Brandon L. Campbell for the defendant.

Cailin M. Campbell, Assistant District Attorney, for the Commonwealth.

     [1] “In order to find the defendant is a ‘sexually dangerous person,’ the Commonwealth must prove three things:  (1) the defendant has been convicted of a ‘[s]exual offense’ . . .; (2) he suffers from a ‘[m]ental abnormality’ or ‘personality disorder’ . . .; and (3) as a result of such mental abnormality or personality disorder, the defendant is ‘likely to engage in sexual offenses if not confined to a secure facility.’”  Commonwealth v.

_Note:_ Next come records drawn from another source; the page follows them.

PR #14, opened 2015-07-16
Assessment completed

caraclarke:
Comfort: 2
Clarity: 3

Looked up objects and attr's.
http://www-rohan.sdsu.edu/doc/ruby/chp_04/classes.html
http://www.java2s.com/Code/Ruby/Class/CreatingReadableandWritableAttributesuseattraccessor.htm

### DIFF
--- a/lib/assessment.rb
+++ b/lib/assessment.rb
@@ -5,35 +5,52 @@ Answer = OpenStruct.new
 # Create a class called Dog. It should have, as attributes, name, breed, and age.
 # Make all of those attributes read-only.
 
-##
-# your code here
-##
+class Dog
+  attr_reader :name, :breed, :age
+
+  def initialize(name, breed, age)
+    @name = name
+    @breed = breed
+    @age = age
+  end
+end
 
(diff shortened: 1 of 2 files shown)


lib/assessment.rb
```diff
@@ -5,35 +5,52 @@
...
 # Question 3
 # Create a Person class, with attributes name, age, and location.
 # It should set all three attributes when you create a new Person.
 # Name and location should be writeable, but age should be read-only.
 
-##
-# your code here
-##
+class Person
+  attr_writer :name, :location
```
GA-MEB, line 29: Although this will make `name` and `location` writeable, it won't make them readable. This is because `attr_writer` only creates 'getter' methods, _not 'setter' ones_. That's a really bizarre, unusual use case, so `attr_writer` is almost never used; instead, people use `attr_accessor`. That's really the right tool here too.

GA-MEB:
4.5 / 5 (-0.5 on Q3)

Great job, Cara!

PR #16, opened 2015-07-16
Finished Edition 

GHolmes04:
Comfort: 4
Clarity: 5

2nd update. Correct syntax errors and completed all tests 

Mostly used the notes and README for help. Also glanced at the Ruby doc to try to correct syntax errors. 

You can look at my original submission my looking at the previous commit.

### DIFF
--- a/lib/assessment.rb
+++ b/lib/assessment.rb
@@ -6,13 +6,25 @@ Answer = OpenStruct.new
 # Make all of those attributes read-only.
 
 ##
-# your code here
-##
+class Dog
+  def initialize(name, breed, age)
+    @name = name
+    @breed = breed
+    @age = age
+  end
+attt_reader :name
+attt_reader :breed
+attt_reader :age
+end
 
 # Question 2
 # Create a new Dog object.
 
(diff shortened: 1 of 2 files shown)


GA-MEB:
3.5 / 5 on original (-0.5 on Q3, Q4, and Q5) but 4.5 / 5 (-0.5 on Q3) on the resubmit. Nice work, Greg!

lib/assessment.rb
```diff
@@ -20,20 +27,36 @@
...
+class Person
+  def initialize(name, age, location)
+    @name = name
+    @age = age
+    @location = location
+  end
+
+  attr_reader :age
+  attr_writer :name
+  attr_writer :location
```
GA-MEB, line 39: Missed this earlier, but you should be using `attr_accessor` here, not `attr_writer`. The reason is that `attr_writer` only creates a 'setter' method, _not a 'getter' one_. Since wanting to be able to write to a property but not read from it is _extremely_ unusual, `attr_writer` is rarely used.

Suave, 460 Mass. 582, 584 n.3 (2011), quoting from G. L. c. 123A, § 1, definition of “[s]exually dangerous person”.


     [2] The defendant told the victim:  “You’re going to be mine no matter what.”


     [3] The defendant was sentenced to concurrent seven-year committed sentences and five years of probation on the 2000 convictions.  He received a six-month sentence in a house of correction on the 2009 conviction.  That conviction also resulted in violation of his probation, for which he received an eighteen-month to two-year sentence.


     [4] General Laws c. 123A, § 14(c), inserted by St. 1999, c. 74, § 8, provides for the admission of certain records in proceedings involving persons who are the subject of a sexually dangerous person petition, including “police reports relating to such person’s prior sexual offenses.”


     [5] This language was inserted in the definition by St. 2004, c. 66, § 6.


     [6] Nor do the contents of the police reports admitted constitute inadmissible hearsay.  See Commonwealth v. Given, 441 Mass. 741, 745 & n.5 (2004).